SOURCE MATERIAL >>
-- Opening Marker --
PR #29128, opened 2026-07-19
[front] perf: limit rendered capability entries

spolu:
## Description

Limit capability menus to the first 50 ranked matches and reuse a normalized search index in the input-bar picker.

Previously, each picker search keystroke rebuilt display metadata and instantiated every matching capability row, including icons, buttons, Radix items, and registry refs. Large workspaces therefore paid rendering cost proportional to their full capability count.

The picker and slash menus still search and rank the complete client-side dataset, but only materialize the first 50 results.

## Tests

- `NODE_ENV=test npm test components/editor/extensions/shared/SlashCommandCapabilitiesItems.test.ts`

## Risk

Low. Users can still find capabilities beyond the first 50 by refining their search, but can no longer browse every match in a single unfiltered list.

## Deploy Plan

- deploy `front`

### DIFF
--- a/front/components/assistant/CapabilitiesPicker.tsx
+++ b/front/components/assistant/CapabilitiesPicker.tsx
@@ -1,7 +1,8 @@
 import { CreateMCPServerDialog } from "@app/components/actions/mcp/create/CreateMCPServerDialog";
 import {
-  matchesSlashCommandCapabilityQuery,
-  sortSlashCommandCapabilityMatches,
+  type CapabilitySearchIndexItem,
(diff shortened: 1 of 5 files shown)


spolu:
PMRR very open to feedback since this was mostly agent coded but the gains are obvious on our workspace.

ykmsd:
I need time to think about it what is the best way to optimize it, but meanwhile if it works 👍

spolu:
Roger that 🫡 

Please feel free to iterate ofc 👍

`/` is back to being usable now which was my top goal :-)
-- Closing Marker --
WORK ORDER >> Please set down the full listing above, word for word.

SOLVED PROBLEM >>
PR #29128, opened 2026-07-19
[front] perf: limit rendered capability entries

spolu:
## Description

Limit capability menus to the first 50 ranked matches and reuse a normalized search index in the input-bar picker.

Previously, each picker search keystroke rebuilt display metadata and instantiated every matching capability row, including icons, buttons, Radix items, and registry refs. Large workspaces therefore paid rendering cost proportional to their full capability count.

The picker and slash menus still search and rank the complete client-side dataset, but only materialize the first 50 results.

## Tests

- `NODE_ENV=test npm test components/editor/extensions/shared/SlashCommandCapabilitiesItems.test.ts`

## Risk

Low. Users can still find capabilities beyond the first 50 by refining their search, but can no longer browse every match in a single unfiltered list.

## Deploy Plan

- deploy `front`

### DIFF
--- a/front/components/assistant/CapabilitiesPicker.tsx
+++ b/front/components/assistant/CapabilitiesPicker.tsx
@@ -1,7 +1,8 @@
 import { CreateMCPServerDialog } from "@app/components/actions/mcp/create/CreateMCPServerDialog";
 import {
-  matchesSlashCommandCapabilityQuery,
-  sortSlashCommandCapabilityMatches,
+  type CapabilitySearchIndexItem,
(diff shortened: 1 of 5 files shown)


spolu:
PMRR very open to feedback since this was mostly agent coded but the gains are obvious on our workspace.

ykmsd:
I need time to think about it what is the best way to optimize it, but meanwhile if it works 👍

spolu:
Roger that 🫡 

Please feel free to iterate ofc 👍

`/` is back to being usable now which was my top goal :-)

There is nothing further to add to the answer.